たとえアークがいま全力で戦うことができても、ファバニールには敵わないわ。

だってそうでしょう? どうやってファバニールを倒すというの?

私にはどうしてもファバニールが負ける姿が想像できないのよ」


 ブリュンヒルデのいうことは正しい。


 彼女は決してアークを侮っているわけではない。


 イカロスを倒したという実績を無視しているわけではない。


 しかし、アークが人間である以上、竜との生物の差を超えることはできないと考えているのだ。

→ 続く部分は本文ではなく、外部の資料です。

PR #1006, opened 2017-02-14
Add soundcloud & tunein support

ppmingot:
Hello,

As volumio is one of the most updated and active raspberry Pi HIFI distro, it a must to have soundcloud and tune-in built-in support.
These 2 plugins are already supported by default by mopidy, so you can have these 2 features running out of the box with low effort from your side.

Mopidy also support a lot of hot features, to retrieve the complete list of plugins supported by mopidy : 
_sudo pip search mopidy_


volumio:
Hi, sorry but what is this pull request about?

 たとえニブルヘイムが使われたとしても、ファバニールが倒れることはない。


「それとも私を潰してしまえばファバニールも止まると? だったら短絡的ね。

私が死ねば、あの子はこのガルム領を徹底的に破壊するわ」


「アーク様はファバニールを倒します。絶対に。

アーク様が一人で行かれたのです。勝てる確証があってのことでしょう」


 ジークは、アークに対し絶対的な信頼を寄せている。


 それはもはや盲信といえるレベルだ。


 ジークも干支の一人ということ。


 干支はもれなく、アークを盲信しているのだ。


「ですので、私はお嬢様を全力で食い止めます」


 さすがのアークもブリュンヒルデとファバニールを同時に相手するのは苦しいだろう。


 だからジークがいるのだ。


 ファバニールとアークの戦いに邪魔をさせないように。


 ブリュンヒルデを足止めし、殺すこと。


 それがジークの役目であった。